Nov 13

Jeff said:

“Note that each facade method has its own transaction. So if one of the task fails, it will just rollback itself, not the whole bundle.” I thought about this as well, but just assumed it had been addressed before. Maybe it hasn’t been brought up, though? I also wonder if this is one way we could get some good performance gains. If we could come up with a way of injecting one Unit of Work into multiple facade calls we could address the rollback issue, and possibly make things faster by not ditching our object caches after each facade method (transaction). For example, our battery oil process task bundle must make about 10 separate facade calls. Perhaps our workflow stuff should sit just below the facade instead of above it.

Yes, I heard that this problem is being dealt with using nested transaction supported by Toplink. But I think it might be an overkill for us. Do we really need nested transaction? Do we need to do partial commit/rollback? It doesn’t solve the duplicate lookup issue, either.

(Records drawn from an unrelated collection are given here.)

PR #813, opened 2021-06-09
Cleaning up Context and pipeline code

mariari:
Currently we remove some repeat code in the context, `mapWithContext'`

More cleanup soon to follow


library/Core/src/Juvix/Core/Common/Context.hs
```diff
@@ -301,137 +301,120 @@ mapWithContextPure ::
...
-        Unknown u -> pure ctx
-        SumCon s@(Sum def name') -> do
-          newDef <- f def name' (NameSpace.extractValue name) s ctx
-          pure $ add name (SumCon (Sum newDef name')) ctx
-        TypeDeclar t -> pure ctx
-        CurrentNameSpace -> pure ctx
-        Information _ -> pure ctx
+    fOnSum (SumCon s) name ctx =
+      f s (NameSpace.extractValue name) ctx
+    fOnSum def _ _ = pure def
```
Acentelles, line 351: Not handling Record?

mariari: The record gets handled by the switcher, namely in mapWithCurrentName

```lisp
      -- tuple return is so we don't have to repeat work in recurseOnName
      (updatedCtx, defMaybeRecord) <- do
        newDef <- f form name ctx
        pure (add name newDef ctx, newDef)
      if
          | isRecord defMaybeRecord -> recurseOnName updatedCtx
          | otherwise -> pure updatedCtx
```
Now we don't have to worry about manually recursing it, we have a bit cleaner interface for that!

library/Pipeline/src/Juvix/Pipeline/Internal.hs
```diff
@@ -52,7 +52,7 @@ mkDef ::
   Context.SumT term1 ty1 ->
   Context.T term2 ty2 Sexp.T ->
   Maybe (Context.Def Sexp.T Sexp.T)
-mkDef typeCons dataConstructor s@Context.Sum {sumTDef, sumTName} c = do
+mkDef typeCons dataConstructor _s@Context.Sum {sumTDef = _, sumTName} c = do
```
Acentelles, line 55:
```suggestion
mkDef typeCons dataConstructor _s@Context.Sum {sumTName} c = do
```

Acentelles (approved):

PR #810, opened 2021-06-09
add pattern variable processing to transformTermIR

andy-morris:
- [ ] tests
- [ ] changelog entry

PR #821, opened 2021-06-11
Allow main to have any signature

Acentelles:
Addresses https://github.com/heliaxdev/juvix/issues/820


library/EasyPipeline/stack.yaml.lock
```diff
@@ -3,262 +3,273 @@
 # For more information, please see the documentation at:
 #   https://docs.haskellstack.org/en/stable/lock_files
 
-snapshots:
```
rokopt, line 6: Are the `stack.yaml.lock` changes related to the rest of the PR?

rokopt: A guess: maybe it's that the `import Debug.Pretty.Simple ( pTraceShowM )` requires package `pretty-compact` and that adding that caused `stack` to rearrange the `stack.yaml.lock` file for some reason?

If so, would you mind splitting the change to add that package into a separate commit (or PR) with an explanation of that, so that it's clear that the new functionality itself doesn't depend on package changes (only a temporary trace message does)?

library/Pipeline/src/Juvix/Pipeline.hs
```diff
@@ -47,9 +65,58 @@ class HasBackend b where
...
+      IR.HasSubstValue IR.NoExt (Ty b) (TypedPrim (Ty b) (Val b)) (Ty b),
+      IR.HasPatSubstTerm (OnlyExts.T IR.NoExt) (Ty b) (TypedPrim (Ty b) (Val b)) (Ty b),
+      Show (ApplyErrorExtra (Ty b)),
+      Show (ApplyErrorExtra (TypedPrim (Ty b) (Val b))),
+      Show (Arg (Ty b)),
+      Show (Arg (TypedPrim (Ty b) (Val b))),
+      IR.HasPatSubstTerm (OnlyExts.T IR.NoExt) (Ty b) (Val b) (Ty b),
+      IR.HasPatSubstTerm (OnlyExts.T IR.NoExt) (Ty b) (Val b) (Val b),
+      IR.HasPatSubstTerm (OnlyExts.T TypeChecker.T) (Ty b) (TypedPrim (Ty b) (Val b)) (Ty b)
+    ) =>
```
mariari, line 88: Kind of an unwiedly signature, this shows we may need better instnaces in some regards? Cool how GHC can include it here

library/Translate/src/Juvix/ToCore/FromFrontend/Transform/IR.hs
```diff
@@ -0,0 +1,74 @@
+{-# OPTIONS_GHC -fdefer-typed-holes #-}
```
mariari, line 1: Seems we are including #810?

library/Translate/src/Juvix/ToCore/FromFrontend/Transform/Def.hs
```diff
@@ -103,9 +104,6 @@ transformDef x def = do
         patts <- traverse transformArg args
         clauseBody <- transformTermIR q body
         pure $ IR.RawFunClause [] patts clauseBody False
-      where
-        transformTermIR q fe = do
-          hrToIR <$> transformTermHR q fe
```
mariari, line 108: Ditto here

mariari (approved):
Overall this is fine, However it seems that this PR includes #810 first, so should we just merge that then this?

The algorithm difference seems fine, though it was a bit hard to spot with all the other misc changes that were includes with this PR

PR #828, opened 2021-06-15
Context out of core

mariari:
Moves the Context code out of core and into it's own package


library/Translate/src/Juvix/FreeVars.hs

It’s gonna be one more thing that ties the application to Toplink. So I like putting the workflow stuff behind the facade idea better. Actually, there is a class called InTransactionTaskBundle that does just that. It performs as same as any other TaskBundle except that it’s behind the facade and uses domain objects directly. I created this class and refactored a process bundle with about 10 tasks. The refactoring was straightforward and took only one or two hours.

One Response to “Comment from Jeff”

  1. Vlad says:

    I wonder why we’re using nested transactions. Putting the bundles behind the facade definitely seems like a great solution to me too!